| Working data |
┏━━
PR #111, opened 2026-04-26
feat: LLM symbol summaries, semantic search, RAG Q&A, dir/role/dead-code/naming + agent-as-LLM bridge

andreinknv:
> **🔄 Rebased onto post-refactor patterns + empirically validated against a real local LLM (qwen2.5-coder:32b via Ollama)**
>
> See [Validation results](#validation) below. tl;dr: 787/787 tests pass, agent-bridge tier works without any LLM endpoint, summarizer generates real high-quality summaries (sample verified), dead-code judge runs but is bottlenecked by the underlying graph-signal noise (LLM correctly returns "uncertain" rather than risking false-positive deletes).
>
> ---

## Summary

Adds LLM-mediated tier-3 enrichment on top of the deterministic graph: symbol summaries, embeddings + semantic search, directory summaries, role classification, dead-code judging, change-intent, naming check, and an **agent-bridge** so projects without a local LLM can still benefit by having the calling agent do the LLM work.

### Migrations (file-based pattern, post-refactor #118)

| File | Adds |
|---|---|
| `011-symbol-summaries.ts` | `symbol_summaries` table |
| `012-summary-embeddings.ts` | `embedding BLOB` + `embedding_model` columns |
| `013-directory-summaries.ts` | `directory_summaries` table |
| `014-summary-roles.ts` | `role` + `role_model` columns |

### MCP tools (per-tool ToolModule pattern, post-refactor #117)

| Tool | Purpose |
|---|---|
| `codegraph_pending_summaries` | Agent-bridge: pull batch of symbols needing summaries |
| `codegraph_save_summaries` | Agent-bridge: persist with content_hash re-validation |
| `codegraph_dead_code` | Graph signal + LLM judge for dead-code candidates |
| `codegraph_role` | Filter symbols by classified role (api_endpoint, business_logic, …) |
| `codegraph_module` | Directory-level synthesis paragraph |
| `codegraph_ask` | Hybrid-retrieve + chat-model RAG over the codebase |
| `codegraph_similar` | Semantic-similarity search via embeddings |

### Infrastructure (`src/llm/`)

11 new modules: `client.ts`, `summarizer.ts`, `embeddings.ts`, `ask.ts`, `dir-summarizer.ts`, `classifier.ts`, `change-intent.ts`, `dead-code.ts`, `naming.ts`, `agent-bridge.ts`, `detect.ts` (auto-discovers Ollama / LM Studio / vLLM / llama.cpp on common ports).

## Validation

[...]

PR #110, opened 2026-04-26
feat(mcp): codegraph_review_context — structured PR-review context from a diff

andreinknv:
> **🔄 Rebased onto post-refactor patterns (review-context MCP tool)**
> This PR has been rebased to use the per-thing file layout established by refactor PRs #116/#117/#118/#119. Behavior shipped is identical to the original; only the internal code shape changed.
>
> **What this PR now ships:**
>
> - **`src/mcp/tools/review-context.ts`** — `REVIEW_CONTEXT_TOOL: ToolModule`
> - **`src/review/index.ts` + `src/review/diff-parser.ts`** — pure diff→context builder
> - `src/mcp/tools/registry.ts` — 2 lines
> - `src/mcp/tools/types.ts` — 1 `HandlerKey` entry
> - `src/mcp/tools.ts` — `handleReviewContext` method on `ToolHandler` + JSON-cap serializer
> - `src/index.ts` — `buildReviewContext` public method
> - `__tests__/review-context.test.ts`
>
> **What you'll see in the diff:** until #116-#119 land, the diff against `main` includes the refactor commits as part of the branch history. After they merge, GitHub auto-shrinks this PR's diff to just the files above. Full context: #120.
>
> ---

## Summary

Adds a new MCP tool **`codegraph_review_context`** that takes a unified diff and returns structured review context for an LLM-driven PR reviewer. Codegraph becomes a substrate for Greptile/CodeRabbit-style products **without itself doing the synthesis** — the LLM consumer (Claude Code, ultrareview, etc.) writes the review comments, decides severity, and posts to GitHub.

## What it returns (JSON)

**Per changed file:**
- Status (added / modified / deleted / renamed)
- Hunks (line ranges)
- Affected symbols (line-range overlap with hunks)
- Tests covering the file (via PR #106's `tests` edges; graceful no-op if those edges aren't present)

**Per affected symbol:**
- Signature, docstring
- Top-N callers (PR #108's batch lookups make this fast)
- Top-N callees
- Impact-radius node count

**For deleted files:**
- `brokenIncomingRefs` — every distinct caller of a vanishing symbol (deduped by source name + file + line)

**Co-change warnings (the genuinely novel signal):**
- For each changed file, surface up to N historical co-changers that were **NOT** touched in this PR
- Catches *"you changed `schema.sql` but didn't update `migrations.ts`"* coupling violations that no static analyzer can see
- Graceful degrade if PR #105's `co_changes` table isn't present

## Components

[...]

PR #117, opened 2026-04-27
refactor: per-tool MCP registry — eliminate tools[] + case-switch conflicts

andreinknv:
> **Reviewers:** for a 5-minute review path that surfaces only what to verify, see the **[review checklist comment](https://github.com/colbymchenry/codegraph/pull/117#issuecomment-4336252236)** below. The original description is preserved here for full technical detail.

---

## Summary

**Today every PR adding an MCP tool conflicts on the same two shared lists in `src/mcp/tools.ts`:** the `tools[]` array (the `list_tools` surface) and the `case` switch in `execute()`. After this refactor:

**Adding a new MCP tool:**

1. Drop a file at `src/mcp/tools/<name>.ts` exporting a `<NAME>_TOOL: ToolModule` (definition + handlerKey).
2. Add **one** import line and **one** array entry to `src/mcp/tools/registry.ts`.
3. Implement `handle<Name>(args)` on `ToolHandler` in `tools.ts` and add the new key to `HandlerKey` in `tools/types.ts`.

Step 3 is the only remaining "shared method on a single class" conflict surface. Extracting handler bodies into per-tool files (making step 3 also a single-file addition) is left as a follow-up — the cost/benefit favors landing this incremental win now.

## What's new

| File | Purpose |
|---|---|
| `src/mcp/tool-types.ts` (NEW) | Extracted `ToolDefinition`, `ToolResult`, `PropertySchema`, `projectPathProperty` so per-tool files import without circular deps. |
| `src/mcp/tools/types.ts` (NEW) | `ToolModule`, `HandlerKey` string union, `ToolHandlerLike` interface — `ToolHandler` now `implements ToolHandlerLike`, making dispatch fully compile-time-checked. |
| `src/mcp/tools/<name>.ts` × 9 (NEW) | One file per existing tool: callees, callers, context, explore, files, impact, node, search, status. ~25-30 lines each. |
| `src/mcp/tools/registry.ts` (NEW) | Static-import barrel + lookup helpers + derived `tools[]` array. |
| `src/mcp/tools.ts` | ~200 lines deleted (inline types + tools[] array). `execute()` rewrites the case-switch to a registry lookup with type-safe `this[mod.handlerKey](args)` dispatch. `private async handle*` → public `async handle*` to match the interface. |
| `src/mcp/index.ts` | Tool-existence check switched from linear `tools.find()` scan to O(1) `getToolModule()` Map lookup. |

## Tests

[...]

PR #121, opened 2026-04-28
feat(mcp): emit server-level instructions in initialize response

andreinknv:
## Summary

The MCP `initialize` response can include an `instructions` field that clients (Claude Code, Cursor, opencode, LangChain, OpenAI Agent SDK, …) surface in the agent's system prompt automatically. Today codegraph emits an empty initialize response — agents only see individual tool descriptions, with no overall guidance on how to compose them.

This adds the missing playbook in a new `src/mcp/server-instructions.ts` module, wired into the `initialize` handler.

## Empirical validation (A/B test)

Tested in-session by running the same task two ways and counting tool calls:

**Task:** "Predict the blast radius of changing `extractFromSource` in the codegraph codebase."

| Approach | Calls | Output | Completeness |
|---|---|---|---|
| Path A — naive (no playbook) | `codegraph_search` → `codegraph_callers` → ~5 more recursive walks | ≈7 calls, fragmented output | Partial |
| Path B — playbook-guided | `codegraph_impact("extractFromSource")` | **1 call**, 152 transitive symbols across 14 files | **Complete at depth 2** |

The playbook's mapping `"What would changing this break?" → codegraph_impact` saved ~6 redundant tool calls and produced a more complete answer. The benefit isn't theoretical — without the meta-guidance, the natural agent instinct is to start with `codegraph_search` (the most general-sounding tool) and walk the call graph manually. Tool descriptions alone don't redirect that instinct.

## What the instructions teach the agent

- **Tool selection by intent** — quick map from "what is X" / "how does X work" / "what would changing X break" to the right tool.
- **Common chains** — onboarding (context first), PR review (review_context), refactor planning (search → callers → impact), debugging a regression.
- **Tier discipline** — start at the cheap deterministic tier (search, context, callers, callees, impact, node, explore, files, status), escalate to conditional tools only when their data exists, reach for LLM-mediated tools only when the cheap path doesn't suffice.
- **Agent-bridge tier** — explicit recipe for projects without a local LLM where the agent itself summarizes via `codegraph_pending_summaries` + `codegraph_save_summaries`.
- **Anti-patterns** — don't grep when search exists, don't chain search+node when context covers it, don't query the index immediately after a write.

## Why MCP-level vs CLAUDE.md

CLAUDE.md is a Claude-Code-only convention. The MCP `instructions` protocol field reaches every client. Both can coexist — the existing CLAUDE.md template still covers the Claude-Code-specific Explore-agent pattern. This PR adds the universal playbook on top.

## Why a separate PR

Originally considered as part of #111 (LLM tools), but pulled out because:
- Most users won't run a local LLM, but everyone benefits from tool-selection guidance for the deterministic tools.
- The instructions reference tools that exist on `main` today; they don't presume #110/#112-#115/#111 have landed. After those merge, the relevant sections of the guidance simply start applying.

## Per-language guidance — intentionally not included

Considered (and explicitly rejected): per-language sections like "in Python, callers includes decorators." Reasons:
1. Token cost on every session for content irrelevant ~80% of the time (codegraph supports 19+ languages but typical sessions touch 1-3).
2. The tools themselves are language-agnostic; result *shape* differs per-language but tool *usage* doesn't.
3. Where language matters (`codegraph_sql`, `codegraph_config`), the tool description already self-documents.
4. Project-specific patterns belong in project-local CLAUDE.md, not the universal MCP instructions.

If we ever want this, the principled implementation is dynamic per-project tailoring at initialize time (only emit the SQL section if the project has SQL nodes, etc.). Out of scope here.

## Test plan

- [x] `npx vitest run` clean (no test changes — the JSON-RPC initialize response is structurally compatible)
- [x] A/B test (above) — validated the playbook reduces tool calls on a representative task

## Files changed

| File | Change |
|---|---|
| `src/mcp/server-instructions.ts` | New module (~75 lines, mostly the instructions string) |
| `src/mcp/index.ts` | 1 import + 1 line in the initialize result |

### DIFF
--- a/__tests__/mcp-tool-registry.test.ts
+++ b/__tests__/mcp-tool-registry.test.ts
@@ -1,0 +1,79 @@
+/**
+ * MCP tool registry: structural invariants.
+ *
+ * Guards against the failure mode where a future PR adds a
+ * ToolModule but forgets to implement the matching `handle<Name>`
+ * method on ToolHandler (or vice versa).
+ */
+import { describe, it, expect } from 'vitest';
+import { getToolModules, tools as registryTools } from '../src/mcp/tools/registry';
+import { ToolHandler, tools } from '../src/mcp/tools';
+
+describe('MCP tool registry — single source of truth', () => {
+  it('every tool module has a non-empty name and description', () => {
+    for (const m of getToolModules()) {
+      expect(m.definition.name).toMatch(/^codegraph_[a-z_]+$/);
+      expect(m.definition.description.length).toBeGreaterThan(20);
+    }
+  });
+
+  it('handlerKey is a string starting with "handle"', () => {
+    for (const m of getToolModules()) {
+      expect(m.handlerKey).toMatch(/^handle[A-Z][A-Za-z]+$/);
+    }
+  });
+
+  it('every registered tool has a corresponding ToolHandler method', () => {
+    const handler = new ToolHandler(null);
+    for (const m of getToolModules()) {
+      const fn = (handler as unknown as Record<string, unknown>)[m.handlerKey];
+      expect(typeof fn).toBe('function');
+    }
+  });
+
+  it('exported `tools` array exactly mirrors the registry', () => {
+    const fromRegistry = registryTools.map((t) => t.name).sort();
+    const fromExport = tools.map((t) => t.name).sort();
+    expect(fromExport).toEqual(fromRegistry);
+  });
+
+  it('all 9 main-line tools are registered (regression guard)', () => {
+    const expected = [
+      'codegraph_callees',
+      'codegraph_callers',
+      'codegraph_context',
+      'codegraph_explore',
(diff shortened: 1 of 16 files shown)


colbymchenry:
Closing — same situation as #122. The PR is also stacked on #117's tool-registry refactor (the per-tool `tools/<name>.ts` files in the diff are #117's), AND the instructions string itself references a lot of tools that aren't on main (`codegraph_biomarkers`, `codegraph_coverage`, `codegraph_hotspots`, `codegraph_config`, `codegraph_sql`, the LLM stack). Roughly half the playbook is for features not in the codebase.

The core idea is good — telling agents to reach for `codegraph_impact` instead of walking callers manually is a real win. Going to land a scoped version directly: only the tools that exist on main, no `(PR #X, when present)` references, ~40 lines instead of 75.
┗━━
| Description of the task |
Repeat exactly the lines from the first line of the records above through the line containing "needing summaries |", both included, and nothing else.

| Output of the task |
PR #111, opened 2026-04-26
feat: LLM symbol summaries, semantic search, RAG Q&A, dir/role/dead-code/naming + agent-as-LLM bridge

andreinknv:
> **🔄 Rebased onto post-refactor patterns + empirically validated against a real local LLM (qwen2.5-coder:32b via Ollama)**
>
> See [Validation results](#validation) below. tl;dr: 787/787 tests pass, agent-bridge tier works without any LLM endpoint, summarizer generates real high-quality summaries (sample verified), dead-code judge runs but is bottlenecked by the underlying graph-signal noise (LLM correctly returns "uncertain" rather than risking false-positive deletes).
>
> ---

## Summary

Adds LLM-mediated tier-3 enrichment on top of the deterministic graph: symbol summaries, embeddings + semantic search, directory summaries, role classification, dead-code judging, change-intent, naming check, and an **agent-bridge** so projects without a local LLM can still benefit by having the calling agent do the LLM work.

### Migrations (file-based pattern, post-refactor #118)

| File | Adds |
|---|---|
| `011-symbol-summaries.ts` | `symbol_summaries` table |
| `012-summary-embeddings.ts` | `embedding BLOB` + `embedding_model` columns |
| `013-directory-summaries.ts` | `directory_summaries` table |
| `014-summary-roles.ts` | `role` + `role_model` columns |

### MCP tools (per-tool ToolModule pattern, post-refactor #117)

| Tool | Purpose |
|---|---|
| `codegraph_pending_summaries` | Agent-bridge: pull batch of symbols needing summaries |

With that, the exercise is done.